Table 7. Comparison of IGD obtained by MO-MLMA and LS-MOVNS.

Problem (Jobs × Machines)	MO-MLMA [30]		Sig	LS-MOVNS
	Mean	Std		Mean	Std
20 × 5	1.84 × 10−2	1.8 × 10−2	–	1.96 × 10−2	1.4 × 10−2
20 × 10	2.07 × 10−2	4.3 × 10−3	=	1.98 × 10−2	4.7 × 10−3
20 × 20	5.62 × 10−2	2.5 × 10−2	–	5.84 × 10−2	2.1 × 10−2
50 × 5	2.81 × 10−2	3.7 × 10−2	=	2.73 × 10−2	3.4 × 10−2
50 × 10	3.81 × 10−2	3.6 × 10−2	=	3.68 × 10−2	4.1 × 10−2
50 × 20	4.15 × 10−2	2.4 × 10−2	+	3.92 × 10−2	2.6 × 10−2
100 × 5	2.92 × 10−2	3.2 × 10−2	+	2.65 × 10−2	3.7 × 10−2
100 × 10	4.77 × 10−2	2.1 × 10−2	+	4.37 × 10−2	2.5 × 10−2
100 × 20	2.86 × 10−2	3.2 × 10−3	+	2.52 × 10−2	3.7 × 10−3
200 × 10	5.43 × 10−2	4.7 × 10−2	+	4.74 × 10−2	4.3 × 10−2
200 × 20	2.51 × 10−2	3.9 × 10−2	+	2.28 × 10−2	4.4 × 10−2
Nos. +/−/=	6/2/3

. From the comparison results, it can be found that the proposed LS-MOVNS is significantly superior to MO-MLMA [26] for the large-size problems. The MO-MLMA shows advantage over our algorithm only on the small size problems of n = 20 and similar performance on problems with 50 × 5 and 50 × 10. So based on these results, it can be also concluded that our LS-MOVNS outperforms MO-MLMA.

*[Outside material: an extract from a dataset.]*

Issue #3386, opened 2022-10-30
print_schema.rs throws error for MySQL when enum present in schema


adwhit:
### Versions

- **Rust:**: 1.64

As many researchers have done [15,16,17,18,19,20,21,22,23,24,25,26,27,28,29,30,31], the proposed LS-MOVNS is designed to handle the bi-objective PFSP. However, it has the potential to be extended to many-objective PFSO. For example, the principal component analysis dominance mechanism proposed by Liu et al. [48] could be adopted to handle the solution comparison in the many-objective case. In addition, more challenging objectives such as the time-dependent objective, the environmental, and/or social impact versus productivity objective can be considered. The many-objective optimization and more challenging objectives will be our future studies.

7. Conclusions

In this paper, the MOPFSP with sequence-dependent setup times was investigated, and a multiobjective variable neighborhood search algorithm with learning and swarm was proposed. To better balance the global search and the local search, the swarm evolution was combined with a variable neighborhood search and the clustering was adopted to determine which solution should be selected for the local search. In addition, instead of the traditional fixed neighborhood sequence used in the variable neighborhood search, an adaptive selection strategy was developed based on the performance analysis of different neighborhood sequences. The proposed algorithm was tested on a set of 110 problem instances derived from benchmark set, and the computational results illustrate that the proposed algorithm is very effective and competitive to solve the MOPFSP with sequence-dependent setup times.